Ditewig's post, in turn, is a response to an open letter theologian Fr. Thomas Weinandy, OFM, Cap, wrote to Pope Francis. In his letter, Weinandy has five complaints. His basic point to the Holy Father is that he (the Pope) is confusing people. You can read it for yourself here. You can also read a very good response to Fr. Weinandy's open letter by the theologian who preceded him as executive director of the USCCB's Secretariat for Christian Doctrine, Msgr. John Strynkowski, here. Weinandy served as executive director of the secretariate from 2005-2013. It bears noting, I think, that Deacon Ditewig served as executive director of the USCCB's Secretariat for the Diaconate from 2002-2007.

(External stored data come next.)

PR #271, opened 2017-08-11
DM-5922: Rework camera geometry to use the replacement for XYTransform

r-owen:


include/lsst/afw/cameraGeom/TransformMap.h
```diff
@@ -0,0 +1,213 @@
...
+ *
+ * TransformMap supports transforming between any two supported CameraSys using
+ * the @ref transform methods, even if no explicit transform was provided.
+ *
+ * @exceptsafe Unless otherwise specified, all methods guarantee only basic
+ *             exception safety.
+ */
+class TransformMap final {
+public:
+    using Transform = afw::geom::Transform<geom::Point2Endpoint, geom::Point2Endpoint>;
```
TallJimbo: Defining a `typedef` with the same name as a template can cause a lot of problems (I don't recall exactly what the problems are, but I've always regretted doing it).

I'd also strongly recommend that you have a global typedef for `Transform<Point2Endpoint,Point2Endpoint>`, and just use that throughout (much as we do with e.g. `Point2D`).

include/lsst/afw/cameraGeom/TransformMap.h
```diff
@@ -0,0 +1,213 @@
...
+    using CameraSysIterator = boost::transform_iterator<GetKey, CameraSysFrameIdMap::const_iterator>;
+
+    /**
+     * Define a set of camera transforms.
+     *
+     * @param reference Coordinate system to which `transforms` converts.
+     * @param transforms A map whose keys are coordinate systems, and whose
+     *                   values point to Transforms that convert from
+     *                   `reference` to the corresponding key. All Transforms
+     *                   must be invertible.
```
TallJimbo: The docs for the parameters are inconsistent: docs for `reference` say that all elements in `transforms` convert *to* `reference`, while docs for `transforms` say all elements in `transforms` convert *from* `reference`.

include/lsst/afw/cameraGeom/TransformMap.h
```diff
@@ -0,0 +1,213 @@
...
+    TransformMap(CameraSys const &reference,
+                 std::map<CameraSys, std::shared_ptr<Transform>> const &transforms);
+
+    /**
+     * Define a set of camera transforms.
+     *
+     * @overload
+     */
+    TransformMap(CameraSys const &reference,
+                 std::unordered_map<CameraSys, std::shared_ptr<Transform>> const &transforms);
```
TallJimbo: Do we really expect to use both `std::map` and `std::unordered_map`?  I suggest we just pick one.

src/cameraGeom/TransformMap.cc
```diff
@@ -0,0 +1,171 @@
...
+ * @param root Common coordinate system serving as root of FrameSet's tree.
+ * @param transforms A map whose keys are coordinate systems, and whose
+ *                   values point to Transforms that convert from `root` to the
+ *                   corresponding key. All Transforms must be invertible.
+ * @return a newly allocated FrameSet corresponding to the method arguments
+ *
+ * @throws lsst::pex::exceptions::InvalidParameterError Thrown if
+ *         `transforms` contains `root`, or if any Transform is not
+ *         invertible.
+ */
```
TallJimbo: Make this a regular comment; it's private.  Same for other private functions in this file.

src/cameraGeom/TransformMap.cc
```diff
@@ -0,0 +1,171 @@
...
+template <class Map>
+std::unique_ptr<ast::FrameSet> makeTransforms(CameraSys const &root, Map const &transforms) {
+    ast::Frame rootFrame(2, "Ident=" + root.getSysName());
+    auto result = std::unique_ptr<ast::FrameSet>(new ast::FrameSet(rootFrame));
+
+    for (auto keyValue : transforms) {
```
TallJimbo: `auto const &` here would save an unnecessary (but probably unimportant) copy.

src/cameraGeom/TransformMap.cc
```diff
@@ -0,0 +1,171 @@
...
+ *         corresponding frame number in `makeTransforms(reference, transforms)`.
+ *
+ * @warning Does not perform input validation.
+ */
+template <class Map>
+std::unordered_map<CameraSys, int> makeTranslator(CameraSys const &reference, Map const &transforms) {
+    std::unordered_map<CameraSys, int> result({std::make_pair(reference, 1)});
+    int nFrames = 1;
+
+    for (auto keyValue : transforms) {
```
TallJimbo: Recommend `auto const &`.

src/cameraGeom/TransformMap.cc
```diff
@@ -0,0 +1,171 @@
...
+
+        auto toFrame = value->getFrameSet()->getFrame(ast::FrameSet::CURRENT);
+        toFrame->setIdent(key.getSysName());
+        result->addFrame(ast::FrameSet::BASE, *(value->getFrameSet()->getMapping()), *toFrame);
+    }
+    return result;
+}
+
+/**
+ * Identify the frames in to a FrameSet constructed by makeTransforms.
```
TallJimbo: Missing or superfluous word somewhere.

include/lsst/afw/cameraGeom/TransformMap.h
```diff
@@ -0,0 +1,213 @@
...
+     * @return an invertible Mapping that converts from `fromCoordSys` to `toCoordSys`
+     *
+     * @throws lsst::pex::exceptions::InvalidParameterError Thrown if either
+     *         `fromCoordSys` or `toCoordSys` is not supported.
+     */
+    std::shared_ptr<ast::Mapping const> _getMapping(CameraSys const &fromCoordSys,
+                                                    CameraSys const &toCoordSys) const;
+
+    /// Allows conversions between LSST and AST data formats
+    static geom::Point2Endpoint _pointConverter;
```
TallJimbo: Could this be in an anonymous namespace in the .cc file instead?  I suppose it's a bit of a judgement call which is better, but I like minimizing what goes into header files.

include/lsst/afw/image/DistortedTanWcs.h
```diff
@@ -48,25 +48,27 @@ namespace image {
  */
 class DistortedTanWcs : public TanWcs {
 public:
+    using Transform = geom::Transform<geom::Point2Endpoint, geom::Point2Endpoint>;
+
```
TallJimbo: Be wary of typedefs that shadow templates.

python/lsst/afw/cameraGeom/cameraConfig.py
```diff
@@ -61,7 +61,7 @@ class CameraConfig(pexConfig.Config):
     # scaled by the plate scale in appropriate units
     radialCoeffs = pexConfig.ListField(
         "Coefficients for radial distortion", float)
-    # The following is commented until radialXYTransform supports an offset (ticket/3155)
+    # The following is commented until radialTransform supports an offset (ticket/3155)
```
TallJimbo: This looks frighteningly like a Trac ticket number.  Given that we haven't needed this so far, perhaps we should just delete the commented-out code?  The alternative would be creating a JIRA ticket, but I bet it'd either linger or get marked Won't Fix.

python/lsst/afw/cameraGeom/detector.cc
```diff
@@ -61,15 +60,15 @@ PYBIND11_PLUGIN(_detector) {
...
                      table::AmpInfoCatalog const &, Orientation const &, geom::Extent2D const &,
-                     CameraTransformMap::Transforms const &>(),
+                     TransformMap::Transforms const &>(),
             "name"_a, "id"_a, "type"_a, "serial"_a, "bbox"_a, "ampInfoCatalog"_a, "orientation"_a,
             "pixelSize"_a, "transforms"_a);
 
     /* Operators */
     cls.def("__getitem__",
-            (std::shared_ptr<table::AmpInfoRecord const>(Detector::*)(int) const) & Detector::_get, "i"_a);
+            (std::shared_ptr<table::AmpInfoRecord const> (Detector::*)(int) const) & Detector::_get, "i"_a);
```
TallJimbo: Lots of (probably clang-format) spurious whitespace changes on this commit in this file.  May be past the point where it's worth separating them, though.

include/lsst/afw/geom/SkyWcs.h
```diff
@@ -246,6 +246,22 @@ class SkyWcs : public Transform<Point2Endpoint, IcrsCoordEndpoint> {
...
+ *          pixels to `dst` pixels, and whose inverse transformation converts
+ *          in the opposite direction.
+ *
+ * @exceptsafe Provides basic exception safety.
+ *
+ * @note Parameters are provided in the order `dst`, `src` for consistency with
+ *       XYTransformFromWcsPair.
+ */
+Transform<Point2Endpoint, Point2Endpoint> makeWcsPairTransform(SkyWcs const &dst, SkyWcs const &src);
+
```
r-owen: Thank you!

include/lsst/afw/cameraGeom/TransformMap.h
```diff
@@ -0,0 +1,213 @@
...
+namespace lsst {
+namespace afw {
+namespace cameraGeom {
+
+/**
+ * Functor for boost::transform_iterator: given an entry in a std::map or unordered_map, return the key
+ */
+struct GetKey {
+    CameraSys const &operator()(std::pair<const CameraSys, int> const &p) const { return p.first; };
+};
```
r-owen: Sweet. I'll try that.

include/lsst/afw/cameraGeom/TransformMap.h
r-owen: I agree. I intended to add a few typedefs for a the most common Transform template instantiations in any case and this ticket seems like a good time to do it. I will, of course, use the same names as the Python classes (even though they are a bit long and clumsy).

include/lsst/afw/cameraGeom/TransformMap.h
r-owen: I agree but @kfindeisen wrote this, so I'd like to give him a chance to weigh in.

Some thoughts:
- We never rely on ordering.
- It is easier to write `operator<` than `hash`, though as long as the hash does not have to be perfect, offering one seems reasonable.
- We presently use the hash for Python dict as well; that would be easy to change, but it is convenient.

include/lsst/afw/geom/SeparableXYTransform.h
```diff
@@ -41,6 +41,11 @@ class Functor;
 /** @brief A 2D transform for which the pixel distortions in the in
  *  the x- and y-directions are separable.
  *
+ * @deprecated Deprecated in 14.0. Will be removed in 15.0. It is partially
+ *             replaced by ast::ParallelMap or ast::Mapping::under, but the
+ *             replacement of Functors with Mappings must be done on a
+ *             case-by-case basis.
+ *
```
kfindeisen: Isn't "one release" the shortest deprecation period possible? :confused: 

(Hopes DM-8969 is implemented soon...)

include/lsst/afw/cameraGeom/TransformMap.h
kfindeisen: Oops! For the record, the description for `transforms` is the correct one.

include/lsst/afw/cameraGeom/TransformMap.h
kfindeisen: My motivation was to prevent users from having to commit to a particular map implementation if they want to use `TransformMap` (since STL is terrible about container interoperability). IIRC @r-owen's counterargument was that we never create the map in C++ anyway.

If we have to pick one I'd prefer `unordered_map`, on the grounds that it would have fewer surprises converting to and from `dict`.

src/cameraGeom/TransformMap.cc
kfindeisen: I think "to" should be removed? I don't actually remember what I meant to say. :fearful:

include/lsst/afw/geom/SeparableXYTransform.h
TallJimbo: I suppose I just don't consider the cycle releases to be terribly meaningful from a code/interface content standpoint right now; the only release unit that's actually meaningful to developers are the weeklies.  (I'd say that weeklies are also the only unit that most external users should pay attention to right now, though that's not universal).  While we ought to have a release cadence in-between weekly and semiannually that actually gets backports so it can stay genuinely usable for more than a couple of weeks, we simply don't have that at present.

include/lsst/afw/geom/transformFactory.h
```diff
@@ -71,6 +72,72 @@ DISABLE(IcrsCoordEndpoint, Point2Endpoint);
...
+ *               represent the identity transformation; otherwise must have
+ *               `size` > 1, `coeffs[0]` = 0, and `coeffs[1]` &ne; 0.
+ * @returns the radial distortion represented by `coeffs`. The Transform shall
+ *          have an inverse, which may be approximate.
+ *
+ * @throws pex::exceptions::InvalidParameterError Thrown if `coeffs` does not
+ *         have the required format.
+ * @exceptsafe Provides basic exception safety.
+ */
+Transform<Point2Endpoint, Point2Endpoint> makeRadialTransform(std::vector<double> const &coeffs);
```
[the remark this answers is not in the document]
r-owen: Renaming sounds like a good idea. I'm less convinced about the benefits of using ndarray; it's strictly 1-d and the arrays are always short. Most existing code uses a list of float in Python to initialize these.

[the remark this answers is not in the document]
TallJimbo: If the arrays are always short, I agree that ndarray is unnecessary.

include/lsst/afw/cameraGeom/TransformMap.h
TallJimbo: Could we shorten the Python class names, then?  The simple 2-d to 2-d case is so much more important than all the others that I wouldn't object to calling it `Transform` and using a different name for the template, though e.g. `Transform22` would be acceptable.

include/lsst/afw/cameraGeom/TransformMap.h
```diff
@@ -39,30 +39,30 @@ namespace afw {
...
  * @exceptsafe Unless otherwise specified, all methods guarantee only basic
  *             exception safety.
  */
 class TransformMap final {
+private:
+     // Functor for boost::transform_iterator: given an entry in a std::map or unordered_map, return the key
+    struct GetKey {
+        CameraSys const &operator()(std::pair<const CameraSys, int> const &p) const { return p.first; };
+    };
+
```
kfindeisen: According to the [style guide](https://developer.lsst.io/coding/cpp_style_guide.html#the-parts-of-a-class-must-be-sorted-public-protected-and-private), the definition of `GetKey` is out of order. I don't see a way to declare but not define `CameraSysIterator`, though.

TallJimbo: IMO, that section of the style guide is naive, and should not apply to the rare situations (like this one) where a certain ordering (and possible repetition) of private/protected/public sections is required for code correctness.

kfindeisen: Just pointing out that you may catch some flak over this.

TallJimbo: Yeah, maybe I'll just RFC a tiny change to the style guide to add an escape clause.  I wouldn't let that RFC block this ticket.

TallJimbo: As per discussion on the above RFC, @ktlim, could you sign off on the above violation of C++ 5.2?

ktlim: I approve as long as `GetKey` has no general usefulness as a public interface.

r-owen: Thank you. And not `GetKey` is not used outside the class.

src/cameraGeom/TransformMap.cc
r-owen: I rewrote the documentation (and changed the leading `/**` to `/*` so Doxygen would ignore it)

include/lsst/afw/image/DistortedTanWcs.h
r-owen: Removed in favor of the new typedef `geom::TransformPoint2ToPoint2`

r-owen:
I updated cameraGeom.dox (it needed many changes) and it now builds without warnings.

python/lsst/afw/cameraGeom/detector.cc
r-owen: I'm afraid so.

include/lsst/afw/image/DistortedTanWcs.h
TallJimbo: Sounds good.  I'd prefer something even shorter, but if that's the name we've been using in Python I can at least accept that changing it is out of scope for this ticket.

r-owen: Yes. Trying to come up with even shorter names is more than I want to try to do on this ticket. I'm in favor of shorter names if they are sufficiently descriptive, but so far have not come up with anything.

Fr. Weinandy's tenure as executive director was quite tumultuous and marked by public disputes with some of the U.S.'s more prominent theologians, like Sr. Elizabeth Johnson. Since the conclusion of his directorship, Fr. Weinandy has served as a consultant to the U.S. bishops doctrine committee. In the wake of his letter he resigned.



As noted, Keating's post is thoroughly passive-aggressive. In his view, with "notable exceptions" (no doubt few) deacons are, theologically-speaking, below par. Despite Karl Keating's views, it is important to point out that, as clerics, deacons are ordained to represent the Church publicly. This does not mean our public words are in any way magisterial. In this way, deacons are like priests. We don't even speak on behalf of our bishop unless expressly deputed to do so. There is a tab at the top of this entitled "Integrity Notes." It is my disclaimer.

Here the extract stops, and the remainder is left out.